Mezzanine Financing

Mezzanine financing offers a way for publicly and privately held companies to attain financing without going public and potentially ceding ownership of their company. It is a blend of traditional debt financing and equity financing, reaping some benefits of both.

Like equity financing, mezzanine financing is an unsecured debt, requiring no collateral to be put up unlike traditional bank loans. Like debt financing, mezzanine financing is very fluid and does not necessarily involve giving up an interest in the company.

A hybrid of debt and equity financing that is typically used to finance the expansion of existing companies. Mezzanine financing is basically debt capital that gives the lender the rights to convert to an ownership or equity interest in the company if the loan is not paid back in time and in full. It is generally subordinated to debt provided by senior lenders such as banks and venture capital companies.

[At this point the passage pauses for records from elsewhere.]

PR #1803, opened 2022-12-22
Add support for Amazon Indoor Air Quality Monitor

Snid0:
These changes will create 6 new sensors for each amazon air quality sensor detected. These get updated each time the component polls the alexa API. No updates are recieved on websockets.

Indoor Air Quality
Temperature 
Humidity
Particulate Matter
Carbon Monoxide
Volitile Organic Compounds

I pretty much copied the way the existing temperature sensor functionality worked. Expanding this to the extera sensors.


alandtse:
Thanks, I do recommend you learn how to use a git client so you don't have to use the GitHub website to add files. It will also make it easier for you to experiment.

custom_components/alexa_media/alexa_entity.py
```diff
@@ -188,6 +204,33 @@ def parse_alexa_entities(network_details: Optional[Dict[Text, Any]]) -> AlexaEnt
...
+                        serial if serial else appliance["entityId"]
+                    )                    
+                    # create array of air quality sensors. We must store the instance id against
+                    # the assetId so we know which sensors are which.
+                    sensors = []
+                    if appliance["friendlyDescription"] == "Amazon Indoor Air Quality Monitor" :
+                        for cap in appliance["capabilities"]:
+                            instance = cap.get("instance")
+                            if instance :                                
+                                friendlyName = cap["resources"].get("friendlyNames")
```
alandtse, line 231: Is it pretty clear the key `resources` will exist in `instance` exists? Want to avoid keyerrors for the majority of users who do not have IAQM.

custom_components/alexa_media/sensor.py
```diff
@@ -15,6 +15,7 @@
     DEVICE_CLASS_TIMESTAMP,
     STATE_UNAVAILABLE,
     TEMP_CELSIUS,
+    PERCENTAGE,
```
alandtse: Black should have sorted this alphabetically. Did you run black?

custom_components/alexa_media/sensor.py
```diff
@@ -226,6 +261,80 @@ def unique_id(self):
...
+        self._sensor_name = sensor_name
+        # tidy up name
+        self._sensor_name = self._sensor_name.replace("Alexa.AirQuality.",'')
+        self._sensor_name = ''.join(' ' + char if char.isupper() else char.strip() for char in self._sensor_name).strip()
+        self._name = name + " " + self._sensor_name
+        self._media_player_device_id = media_player_device_id
+        
+        self._instance = instance
+        
+        match unit:
```
alandtse: I normally like using dicts instead of match statements so the code is data driven by updating some values in const.py. What's your thoughts here?

alandtse (changes requested):
Thanks for this. I haven't tested it, but just have some questions for you. It doesn't necessarily mean make code changes but would like your thoughts.

custom_components/alexa_media/alexa_entity.py
Snid0: This code should only run if the appliance matches based on below.
if appliance["friendlyDescription"] == "Amazon Indoor Air Quality Monitor" :
I can only test against my device, but yes if instance existed there was always resources too.

custom_components/alexa_media/sensor.py
Snid0: Sorry total newb. I dont even know what black is? I added this manually. Didnt use anything to sort it.

custom_components/alexa_media/sensor.py
Snid0: I hadnt considered using dicts for this. It would certainly make the code tidier.

custom_components/alexa_media/alexa_entity.py
Snid0: Is there any neater way of traversing down the keys than using get? Is get the only safe way if you are unsure if the key is there?

custom_components/alexa_media/sensor.py
alandtse: Black is a style enforcer for python. I guess it's tied to the fact you're not using git, but the repo is set up to run a bunch of tests/enforcements before any git commit to enforce standards. I can run it for you before we accept the PR.

custom_components/alexa_media/sensor.py
alandtse: Do you mind making that change?

custom_components/alexa_media/alexa_entity.py
alandtse: I had missed it was nested in that if. That should be fine. But safest way is either nested gets or checking for keys before access.

Each level of nesting can be done like this with a get.
```python
something.get("key1", {}).get("key2", DEFAULT)
```

c3p0vsr2d2:
Works perfectly, thank you.
Two questions:
1. Is there any way to set the polling interval specifically for the air quality monitors? The sensor does report new values every minute, but seems that the integration polls data every 3 minutes?
2. I do not see new devices being created here, just additional entities - is this intended?

custom_components/alexa_media/sensor.py
alandtse: Nevermind, I handled it. Also I realized that match isn't available in python 3.9 which we still support.

custom_components/alexa_media/sensor.py
alandtse: Handled by precommit.

alandtse (approved):

Marcoletto:
HA see the entities but don't refresh them.
How can I solve?

Issue #1839, opened 2023-01-15
Please find a solution for Ledvance BT bulbs connected directly to an echo


Lippiero:
**NOTE: For a feature to be created it has to be doable in the Amazon app because we are basically replicating the app for HA. If you can't find it in the app, we probably can't create it here.**

**Is your feature request related to a problem? Please describe.**
My [bluetooth bulbs from Ledvance](
https://shop.ledvance.com/en/products/ledvance-smart-led-bluetooth-lamp-with-e27-socket-rgb-colour-changing-dimmable-replaces-60-w-bulb-warm-white-compatible-with-apple-homekit-and-ledvance-smart-app-for-android-energy-class-a) which are connected directly to an echo do not show up.
After reviewing the code, it seems that they are not detected as locally connected by alexa_entity.py#is_local. I checked the appliance's json and saw that connectedVia is not set (empty string), "ALEXA_VOICE_ENABLED" is not included in applianceTypes and the zigbee id pattern does not match (which is clear to me because it isn't a zigbee device):

> {
  "AAA_SonarCloudService_e42267783d4ef73e9f4a16c97ecc84a8": {
    "applianceId": "AAA_SonarCloudService_e42267783d4ef73e9f4a16c97ecc84a8",
    "endpointTypeId": "",
    "driverIdentity": {
      "namespace": "AAA",
      "identifier": "SonarCloudService"
    },
    "manufacturerName": "Ledvance",
    "friendlyDescription": "Ledvance intelligentes Gerät",
    "modelName": "",
    "deviceType": "",
    "version": "0",
    "friendlyName": "Erste Licht",
    "friendlyNameModifiedAt": 1673740898103,
    "capabilitiesModifiedAt": 1673740898103,
    "ipAddress": "",
    "port": "",
    "entityId": "41015137-bfda-4ae9-9c84-80594e38b690",
    "applianceNetworkState": {
      "reachability": "REACHABLE",
      "lastSeenAt": 1673740944739,
      "createdAt": 1673740898103,
      "lastSeenDiscoverySessionId": {
        "value": "5c3de69c-1ae1-4ef9-a813-f7f9d34e5905"
      }
    },
    "tags": {
      "tagNameToValueSetMap": {}
    },
    "additionalApplianceDetails": {
      "additionalApplianceDetails": {}
    },
    "firmwareVersion": "0",
    "actions": [],
    "capabilities": [
      {
        "capabilityType": "AVSInterfaceCapability",
[...]

PR #1847, opened 2023-01-29
fix: detect ledvance bluetooth bulbs #1839

Lippiero:
Draft for a change which let alexa media player detect local ledvance bulbs #1839

### DIFF
--- a/custom_components/alexa_media/alexa_entity.py
+++ b/custom_components/alexa_media/alexa_entity.py
@@ -51,6 +51,11 @@ def is_hue_v1(appliance: dict[str, Any]) -> bool:
     return appliance.get("manufacturerName") == "Royal Philips Electronics"
 
 
+def is_skill(appliance: dict[str, Any]) -> bool:
+    namespace = appliance.get("driverIdentity", {}).get("namespace", "")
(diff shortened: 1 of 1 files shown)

Since mezzanine financing is usually provided to the borrower very quickly with little due diligence on the part of the lender and little or no collateral on the part of the borrower, this type of financing is aggressively priced with the lender seeking a return in the 20-30% range.

Mezzanine financing is advantageous because it is treated like equity on a company's balance sheet and may make it easier to obtain standard bank financing. To attract mezzanine financing, a company usually must demonstrate a track record in the industry with an established reputation and product, a history of profitability and a viable expansion plan for the business (e.g. expansions, acquisitions, IPO).

Mezzanine financing is a particularly appealing form of liquidity for owners of privately held companies. It is traditionally understood that a privately held company simply cannot achieve the same sort of fluid capital flow as a publicly held company, but mezzanine financing offers a way to balance that situation without going public.

In addition to the fact that mezzanine financers do not retain an interest in the company except in the event of a default, there is also the important consideration that they actively do not want an interest in the company.

While traditional equity investors are often striving towards some level of control, a displeasing thought to many private owners, with mezzanine financing one can rest assured that the financers will do what they can to ensure you pay off your debt without resorting to default.

Because of the lack of real collateral, as well as the high speed of lending, mezzanine financing is typically more difficult to receive than a traditional bank loan or equity financing.

A company must demonstrate an established track record in its industry, show a profit or at the very least post no loss, and have a strong business plan for future expansion. Because of these limitations, mezzanine financing is not for every business.

For businesses looking for a quick injection of capital to grow their already successful business, without giving up an interest, mezzanine financing can be an ideal solution.